Search code examples
pythonshutiltarfile

move files from child directories (from unzipping) to parent directory in unzip step?


I've got a specific problem: I am downloading some large sets of data using requests. Each request provides me with a compressed file, containing a manifest of the download, and folders, each containing 1 file.

I can unzip the archive + remove archive, and afterwards extract all files from subdirectories + remove subdirectories.

Is there a way to combine this? Since I'm new to both actions, I studied some tutorials and stack overflow questions on both topics. I'm glad it is working, but I'd like to refine my code and possibly combine these two steps - I didn't encounter it while I was browsing other information.

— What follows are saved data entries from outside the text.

PR #15041, opened 2025-11-06
[Fix] Document downloads not working

### LINKED ISSUE #15014: 🐛 Download excel sheet on users table is broken

There is an error caused by the location_preferences receiving null instead of an array.

### 🕵️ Details

_No response_

### 📋 Steps to Reproduce

1. Go to users table
2. Try downloading a excel list of users
3. Don't add any location preferences

Image

### 📸 Screenshot

Image

### 🙋‍♀️ Proposed Solution

Check if the filter param is null before and return `$this` if true.

// UserBuilder.php

Image

### ✅ Acceptance Criteria

- [ ] Can download excel document on users table

### 🔄 Regression

Yes

### 🔗 Root Cause Pull Request

_No response_

esizer:
🤖 Resolves #15014 

## 👋 Introduction

Addresses an issue where documents could not download unless a location filter was applied.

## 🧪 Testing

1. Start the worker `make queue-work`
2. Login as `admin@test.com`
3. Go to different tables that download user data
4. Confirm you can download the data from the table without providing any location based filters

### DIFF
--- a/apps/playwright/tests/admin/user-excel.spec.ts
+++ b/apps/playwright/tests/admin/user-excel.spec.ts
@@ -9,8 +9,7 @@ test.describe("User Excel", () => {
     await loginBySub(userPage.page, "admin@test.com", false);
     await userPage.goToIndex();
     await userPage.waitForGraphqlResponse("UsersPaginated");
-    await userPage.page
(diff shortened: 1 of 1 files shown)


petertgiles (approved):
Works great!  Thanks for the test refactor, too.

PR #15042, opened 2025-11-06
[Fix] Add GIN index on user `jsonb` columns

### LINKED ISSUE #15000: 🐛 Prod pages timing out

These two pages are hitting the 60 second timeout and crashing with a 504.

https://talent.canada.ca/en/admin/talent-requests/fb8be7cf-8b37-43af-a933-0eeec45f19bd
https://talent.canada.ca/en/admin/talent-requests/0f739521-8f32-4a22-b820-0c727be92fa4

### 🕵️ Details

_No response_

### 📋 Steps to Reproduce

_No response_

### 📸 Screenshot

_No response_

### 🙋‍♀️ Proposed Solution

_No response_

### ✅ Acceptance Criteria

- [ ] pages don't time out

### 🔄 Regression

No

### 🔗 Root Cause Pull Request

_No response_

esizer:
🤖 Resolves #15000 

## 👋 Introduction

This is an attempt to improve the performance for SQL queries on jsonb columns for users.

## 🕵️ Details

You can read more about why this might be a good solution at the following: https://www.crunchydata.com/blog/indexing-jsonb-in-postgres

You see see the results of my tests at https://github.com/GCTC-NTGC/gc-digital-talent/issues/15000#issuecomment-3487629157

> [!IMPORTANT]
> If this does not result in a noticeable difference, we should not proceed. GIN indexes increase the upfront cost of the query as well as updates to these columns. 

## 🧪 Testing

1. Seed a lot of pool candidates (10_000+)
2. Run a query against the pool candidates using filters for the columns that we indexed here
3. Note the time it took (even better is to run the SQL directly weith `EXPLAIN ANALYZE`)
5. Run migration `make artisan CMD="migrate"
6. Repeat step 2-3
7. Compare the results to see if there is a noticeable difference

### DIFF
--- a/api/database/migrations/2025_11_04_191556_add_gin_index.php
+++ b/api/database/migrations/2025_11_04_191556_add_gin_index.php
@@ -1,0 +1,31 @@
+<?php
+
+use Illuminate\Database\Migrations\Migration;
+use Illuminate\Support\Facades\DB;
+
+return new class extends Migration
+{
+    /**
+     * Run the migrations.
+     */
+    public function up(): void
+    {
+        DB::statement('CREATE INDEX accepted_operational_requirements_gin ON users USING GIN (accepted_operational_requirements)');
+        DB::statement('CREATE INDEX flexible_work_locations_gin ON users USING GIN (flexible_work_locations)');
+        DB::statement('CREATE INDEX location_preferences_gin ON users USING GIN (location_preferences)');
+        DB::statement('CREATE INDEX position_duration_gin ON users USING GIN (position_duration)');
+        DB::statement('CREATE INDEX indigenous_communities_gin ON users USING GIN (indigenous_communities)');
+    }
+
+    /**
+     * Reverse the migrations.
+     */
+    public function down(): void
+    {
+        DB::statement('DROP INDEX IF EXISTS accepted_operational_requirements_gin');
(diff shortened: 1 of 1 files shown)


vd1992:
Also, an aside, to be on the same page. I am **NOT** using `admin@test.com` for testing this.

vd1992:
As an aside, to follow up on stand-up comments. I think I found out the cause for discrepancy between in-website querying and graphiQL querying. I was missing the sort argument, it has a sizable impact. My mistake overlooking it

Commenting and un-commenting the below was what I needed

```
		# orderBy: [
		# {
		# column: "submitted_at",
		# order: DESC
		# },
		# {
		# column: "id",
		# order: DESC
		# }
		# ]
```

vd1992:
I don't get what is going on with my pool candidates table but testing with the **USERS TABLE**
(Reference, as community admin with ~8000 users)

### Main

Gradually stacking on jsonb filters, so, flexible locations -> location preferences -> duration
Observing a rising SQL time and general slowness

image


### Branch

Repeating the above
I noticed a drastic reduction in time. Slow query logging never hit, query as whole takes about 1/3 the time, so any initial cost is not significant

image

petertgiles:
@brindasasi I think this is becoming more urgent.  On the dashboard I'm seeing more requests hitting that 60 second timeout and CPU spikes on the DB server.

PR #15048, opened 2025-11-07
[Fix] Improve pool candidate authorized to view permission checks

### LINKED ISSUE #14414: 🐛 Eloquent query performance poor for complex roles setup

It appears some queries or pagination stuff sometimes performs very poorly
One way to replicate is to assign yourself process operator, not admin, to many processes then trying to access the candidates table. Must have many candidates seeded first (thousands). The API request struggles

### 🕵️ Details

One of the standouts is that field `paginatorInfo.total` tanks performance something drastic
Creates one real gnarly SQL statement

### 📋 Steps to Reproduce

1. Seed many candidates (>2000)
2. Assign yourself many process operator roles (>10)
3. Open the candidates table

Running in GraphiQL, fetching 10 candidates
Adding in  `paginatorInfo.total` then commenting it out, comparing the difference, is quick to do

<details><summary>Full query, comment out as you see fit</summary>
<p>

```
query c {
  poolCandidatesPaginatedAdminView(first: 10, where: {}) {
    data {
      id
      poolCandidate {
        id
        notes
        status {
          value
          label {
            en
            fr
          }
        }
        placedDepartment {
          id
          name {
            en
            fr
          }
        }
        category {
          weight
          value
          label {
            en
            fr
          }
        }
        finalDecisionAt
        finalDecision {
          value
        }
        assessmentStep
        assessmentStatus {
          assessmentStepStatuses {
            step
          }
          overallAssessmentStatus
        }
        pool {
          id
          processNumber
          name {
            en
            fr
          }
          classification {
            id
            group
            level
          }
          workStream {
            id
            name {
              en
              fr
            }
          }
          publishingGroup {
            value
            label {
              en
              fr
            }
          }
          closingDate
          areaOfSelection {
            value
          }
          screeningQuestionsCount
          assessmentSteps {
            sortOrder
            title {
              localized
            }
            type {
              label {
                localized
              }
            }
          }
        }
        finalDecision {
          value
          label {
            en
            fr
          }
        }
        assessmentStep
        assessmentStatus {
          overallAssessmentStatus
        }
        user {
          id
          email
          firstName
          lastName
          preferredLang {
            value
            label {
              en
              fr
            }
          }
          lookingForEnglish
          lookingForFrench
          lookingForBilingual
          currentCity
          department {
            id
            name {
              localized
            }
          }
          currentProvince {
            value
            label {
              en
              fr
            }
          }
        }
        submittedAt
        suspendedAt
        removedAt
      }
      skillCount
    }
    paginatorInfo {
      total
    }
  }
}
```

</p>
</details> 

### 📸 Screenshot

Image

### 🙋‍♀️ Proposed Solution

_No response_

### ✅ Acceptance Criteria

- [ ] improved performance for many pool candidates when current user has many team roles

esizer:
🤖 Resolves #14414 

## 👋 Introduction

This pre-computes the team IDs to avoid looping in every scope which was the most signifcant contributor to slow down.

## 🕵️ Details

I don't know if this is even possible. @petertgiles pointed out, we have a custom user checker to handle protected requests. Since this skips over the `isAbleTo` for performance, we might be losing critical securiry.

Putting it up anyway to see what people thinkg. Maybe it will spark an idea? :woman_shrugging: 

---

The reason that the query got increasingly slow when having more team based roles was due to the laratrust `isAbleTo` method being slow when not cached (first run ever ~1min). Within the scope for the paginated pool candidates query, we were looping over the users team for each permission check calling `isAbleTo` in order to get the team ids. 

This was leading to a lot of calls to `isAbleTo` which was adding time per role (if you did not have platform admin).

This removes those calls and makes a direct database call to get the IDs to avoid some of the extra code/hydration in the `isAbleTo` call.

We still have some guards where we check a singular `isAbleTo` before using the team IDs so this should have the same security. But, extra documentation was added to try to emphasize why this exists.

Ideally, we do not avoid `isAbleTo` calls, unless it is causing performance issues due to many calls.

> [!NOTE]
> More information on this can be found in both this PR and the ticket dicusccion. 

## :question: Question

This only targets the pool candidates scope since we have had issues with it in the past. However, this pattern of looping over team based roles exists in other scopes.

Should we:

1. Apply this pattern to those now?
2. Create a new ticket to apply this pattern more broadly
3. Handle it on an as-needed basis?

## 🧪 Testing

1. Seed a lot of pool candidates (5000+)
4. Give a user a lot of team based roles (100+ process operator is good) 
5. Check bopth main and this branch
6. Compare the overall time
7. Confirm there is a noticable difference

### Before

before

### After

after

### DIFF
--- a/api/app/Builders/PoolCandidateBuilder.php
+++ b/api/app/Builders/PoolCandidateBuilder.php
@@ -720,6 +720,7 @@ class PoolCandidateBuilder extends Builder
             ->toArray();
     }
 
+    // main authorization scope for viewing PoolCandidateAdminView
     public function whereAuthorizedToViewPoolCandidateAdminView(): self
     {
         /** @var \App\Models\User | null */


esizer:
> I had a random thought the other day. What if we had a cache-warming command? It could iterate though users with team roles and all the teams. We could run it on deploy or nightly or something.

That may not be a bad idea. It would defintlety be a smaller touch than what I have here so far :thinking:  Though, doesn't it only cache for 1min? Seems like if we wan it nightly, it would be invalid by the time people needed it. Or am I reading this incorrectly? :sweat_smile: 

https://github.com/santigarcor/laratrust/blob/0077a654b107da5c535d382626b35e3a5472a81d/src/Checkers/User/UserDefaultChecker.php#L177-L179

esizer:
> Another thought I had: doesn't our checker support arrays? I remember we had that fix for it a while back. Does that trigger a single network request? Does that AND/OR behaviour of it match what we need?

I'm not sure if passing an array would be possible in this scenario.

The calls that are slowing it down (from what I could tell) are the ones to `isAbleTo` in the team check where we are just getting the team IDs where you have that permission.

This test PR just avoided that by getting them upfront directly from the database so we did not need to hydrate and do all the extra checks. 

I still cannot see why it inflates it so much. I did some profiling of that function and while the first check is 55-65ms, once the cached, the rest are only 3ms :thinking: 

My user has 6 roles, so we loop through each 6 times per request (plus 11 additional one off calls).

So... 

`55 + (6 * 3) + (11 * 3) =  106ms`

It should be 100ms but for whatever reason, it ends up being a 700ms difference :face_with_spiral_eyes: I must be missing something, there is no way the `$user->rolesTeams()->get()` is taking 700ms :stuck_out_tongue:

esizer:
okay, I added some more discrete server timings and it is quite clearly the `isAbleTo` calls :cry: Though, the cached result helps significantly. The problem being... the first result could time out :woman_shrugging: 

### Initial

swappy-20251118_154217


### Cached

swappy-20251118_154323

petertgiles:
That's so weird.  I'd be open to bypassing the checker with our own implementation if we really carefully signposted it.

1. comments around the bypass to say why it's there
2. comments on how we can easily check if it's still a problem and how we can remove it in the future
3. links to the bug on laratrusts' GH repo
4. a list started in our checker of all the places it's been bypassed

petertgiles:
It's not even that complicated a class.  smh

https://github.com/santigarcor/laratrust/blob/master/src/Checkers/User/UserDefaultChecker.php

vd1992:
Just skimming through and thought I'd bring up this issue since it was posted in that repository
[www.github.com/santigarcor/laratrust/issues/645](http://www.github.com/santigarcor/laratrust/issues/645)

PR #15049, opened 2025-11-07
[Fix] Only run pooling query when document has focus

### LINKED ISSUE #15036: 🐛 Multiple Tab Logout and Refresh Token Race Condition

Clients experienced unexpected logouts when working in multiple browser tabs. Multiple refresh requests using the same token were logged within 2-second windows, indicating race conditions. These overlaps were confirmed in both HTTP and console logs. 

Expected behaviour: Users should be able to work in multiple tabs without being logged out unexpectedly, even when tokens expire and refresh requests are triggered simultaneously.

### 🕵️ Details

**Operating System**: Multiple (user-reported)
**Browser**: Multiple (user-reported)

Included logs demonstrated that several refresh requests were made nearly simultaneously from different tabs, using the same refresh token. Backend appears to reject all but one refresh request, causing tabs with failed refresh attempts to log out.

### 📋 Steps to Reproduce

1. Open the application in multiple browser tabs under the same user account.
2. Wait until the authentication token expires (or simulate token expiry).
3. Observe refresh requests triggered from several tabs within a short time window.
4. Note that at least some tabs will be forcibly logged out after refresh attempts.

###  📎Attachment

[parallel_refresh_attempts (1).csv](https://github.com/user-attachments/files/23396455/parallel_refresh_attempts.1.csv)

### 🙋‍♀️ Proposed Solution

- Implement client-side coordination for refresh requests across tabs using BroadcastChannel, localStorage, or similar mechanism, so only a single refresh flow executes and other tabs re-use the new token.
- Consider adding a short window on the backend during which the previous refresh token remains valid after rotation to tolerate overlaps.
- Review session/token rotation logic to avoid invalidating concurrent requests from the same user/token session.

### ✅ Acceptance Criteria

- [ ] A user can use the app in multiple tabs without unexpected logouts when tokens expire.
- [ ] Only one refresh request is processed for a user/session at a time, even if triggered in several tabs.
- [ ] Consistent authentication session across all open tabs after a refresh.
- [ ] Logs confirm no overlapping/invalid refresh requests leading to logouts.

esizer:
🤖 Resolves #15036 

## 👋 Introduction

Updates our polling query hook to only execute a query when the current document has focus.

## 🧪 Testing

> [!TIP]
> It is easier if you increase the polling frequency. I did this by reducing the multiplier from 60 -> 10 for a 10 second poll. 

1. Build `pnpm dev:fresh`
2. Login as any user
3. Open two tabs
4. Have only one of those tabs focused
5. Confirm it runs the polling query at the interval
6. Change back to the other tab
7. Confirm no polling ocurred while it was inactive
8. Confirm the polling resums once it gains focus

### DIFF
--- a/apps/web/src/hooks/usePollingQuery.ts
+++ b/apps/web/src/hooks/usePollingQuery.ts
@@ -24,10 +24,17 @@ const usePollingQuery = <TData, TVariables extends AnyVariables>(
   useEffect(() => {
     remainingRef.current = delay * 1000;
     lastStartTimeRef.current = Date.now();
+    if (timeoutRef.current) {
+      clearTimeout(timeoutRef.current);
+      timeoutRef.current = null;
+    }
   }, [delay, disabled, queryArgs.variables]);
 
   useEffect(() => {
-    if (timeoutRef.current) clearTimeout(timeoutRef.current);
+    if (timeoutRef.current) {
+      clearTimeout(timeoutRef.current);
+      timeoutRef.current = null;
+    }
 
     // Do nothing if we are already fetching
     if (disabled || result.fetching) return undefined;
@@ -61,13 +68,6 @@ const usePollingQuery = <TData, TVariables extends AnyVariables>(
     disabled,
     isWindowActive,
   ]);
-
-  useEffect(() => {
-    if (!result.fetching && isWindowActive && !disabled) {
-      remainingRef.current = delay * 1000;
-      lastStartTimeRef.current = Date.now();
-    }
-  }, [result.fetching, isWindowActive, disabled, delay]);
 
   return [result, executeQuery];
 };


petertgiles:
This does work.  :+1:   However, it resets the polling timer every time the tab goes inactive.  I'm worried that if someone is working between two tabs, they will be switching back and forth faster than the polling timer and never get a notification.  I suggest keeping the polling timer stable in each tab and simply skipping the network query if the tab is inactive.  I think this will lessen the chances of never getting the notification.

petertgiles:
This is cool!  I like this strategy.  I think there's a bug though.  I started logging it and sometimes the number goes up when pausing the timer.
image

mnigh (approved):
LGTM in Safari.

PR #15054, opened 2025-11-10
[Fix] `Accordion` heading structure

### LINKED ISSUE #15011: ⌨ `Accordion` contain invalid heading structure

Our `Accordion` component contains both a `h3` and `h*` (* depends on the `Trigger` `as` prop).

### WCAG 2.1 Criteria

- https://www.w3.org/WAI/WCAG22/quickref/?versions=2.1#qr-content-structure-separation-programmatic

So for each set of parameters, I perform a request which ends up with:

# Write the file
with open((file_location+file_name), "wb") as output_file:
    output_file.write(response.content)
# Unzip it
with tarfile.open((file_location+file_name), "r:gz") as tarObj:
    tarObj.extractall(path=file_location)
# Remove compressed file
os.remove(file_location+file_name)

And then for the next step I wrote a function that:

target_dir = keyvalue[1] # target directory is stored in this tuple
subdirs = get_imm_subdirs(target_dir) # function to get subdirectories
for f in subdirs:
    c = os.listdir(os.path.join(target_dir, f)) # find file in subdir
    shutil.move(c, str(target_dir)+"ALL_FILES/") # move them into 1 subdir
os.rmdir([os.path.join(target_dir, x) for x in subdirs]) # remove other subdirs

Is there an action I can perform during the unzip step?


Solution

  • You can extract the files individually rather than using extractall.

    with tarfile.open('musthaves.tar.gz') as tarObj:
        for member in tarObj.getmembers():
            if member.isfile():
                member.name = os.path.basename(member.name)
                tarObj.extract(member, ".")
    

    With appropriate credit to this SO question and the tarfile docs.

    getmembers() will provide a list what is inside the archive (as objects); you could use listnames() but then you'd have to devise you own test as to whether or not each entry is a file or directory.

    isfile() - if it's not a file, you don't want it.

    member.name = os.path.basename(member.name) resets the subdirectory depth - the extractor things everything is at the top level.